Nevada Adapts New Child Porn Law To The Internet

CARSON CITY, Nev. – Gov. Jim Gibbons signed into law yesterday a bill to amend the state's child pornography laws to criminalize anyone who "knowingly ... uses the Internet to control [or view] any film, photograph or other visual presentation depicting a person under the age of 16 years engaging in or simulating sexual conduct."

For the Nevada law, "sexual conduct" includes "lewd exhibition of the genitals" besides all of the more active forms of sex for criminal (but, interestingly, not civil) liability.

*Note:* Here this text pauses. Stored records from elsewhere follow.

PR #222, opened 2022-05-06
🥢trustless erc165 selector return

z0r0z:
make erc165 selector return more trustless

## Description

we can use `this.supportsInterface.selector` to be more readable and not require user verification of magick value

## Checklist

- [x] Ran `forge snapshot`?
- [x] Ran `npm run lint`?
- [x] Ran `forge test`?


transmissions11:
hm while this does work, prefer keeping consistency and not mixing magic values with programatic ones

PR #228, opened 2022-05-13
ERC1155 transfer trade-off

0xPhaze:
## Description

Changed balanceOf mapping from mapping(address => mapping(uint256 => uint256)) to mapping(uint256 => mapping(address => uint256)). This change reduces transfer costs, however increases mint/burn costs. Whether this trade-off is worth it is debatable, wanted to propose it nonetheless.

## Checklist

- [x] Ran `forge snapshot`?
- [x] Ran `npm run lint`?
- [x] Ran `forge test`?


0xPhaze:
I guess #215 makes this obsolete

PR #233, opened 2022-05-14
Add internal _transfer function to ERC721

wilsoncusack:
## Description

In this PR I add an internal `_transfer` function to the ERC721 implementation. The implementation of this is similar to [OpenZeppelin's](https://github.com/OpenZeppelin/openzeppelin-contracts/blob/master/contracts/token/ERC721/ERC721.sol#L331): It has the same functionality as transferFrom but skips the approvals checks. 

The motivation is that, in developing my own ERC721s or contracts working with them, I have found having `_transfer` very helpful. 
1. It allows for sorts of "admin override" transfers, where the contract does not care that msg.sender is approved
2. It makes overriding `transferFrom` less scary and error prone, because one can rely on calling `_transfer` for (almost) all of the core logic.   

## Checklist

- [x] Ran `forge snapshot`?
- [x] Ran `npm run lint`?
- [x] Ran `forge test`?


transmissions11:
60 gas extra isnt great but can live with it lol

you've worn me down on this one— will probably merge

wilsoncusack:
haha, it seems the diff is 39 in most tests? 31 in `testTransferFrom`

But epic! I would be very glad to have it. Though, make the choice you feel is best. Put this up just to have the decision documented. Would feel bad if you made the change just cause I wore you down 😀

m1guelpf:
I know DRY, but maybe an option here would be to provide the function while duplicating the implementation in transfer and transferFrom?

wilsoncusack:
@m1guelpf you might just to keep the gas diff the same? Not worth it IMO. + introduces likelihood of future mistakes/annoying to update logic in two places.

The law apparently is an attempt to impose criminal sanctions on Internet users who have remnants of child porn in their computer's cache, since prior Nevada law allowed only prosecution of those who had downloaded such material to their hard drives, and the federal courts have split over whether material found only in a cache is prosecutable.

Civil libertarians, of course, will seize immediately on the use of the word "depicting," since it suggests that the law could be applied to images of adults who appear younger, and under Ashcroft v. Free Speech Coalition, it seems unlikely that that portion of the law could survive a federal lawsuit.

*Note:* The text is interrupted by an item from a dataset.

PR #234, opened 2022-05-14
Enable bi-directional conversion between bytes32 and address

kphed:
## Description

Add a method for converting a right-padded bytes32 address (e.g. return value of `fillLast12Bytes`) back into the original 20-byte address.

However, the bill – Assembly Bill 88 – also provides for civil lawsuits by anyone under the age of 18 "depicted" in sexual conduct in such a "play, film, photograph, computer-generated image, electronic representation, dance or other visual presentation" against anyone who "knowingly and willfully" either promoted the performance, possessed a copy of it, or "controlled" it with the "specific intent" to view it on the Internet – and for anyone who can convince a jury that he/she suffered "personal or psychological injury" as a result of having appeared in the performance "may recover his [sic] actual damages, which shall be deemed to be at least $150,000, plus attorney's fees and costs."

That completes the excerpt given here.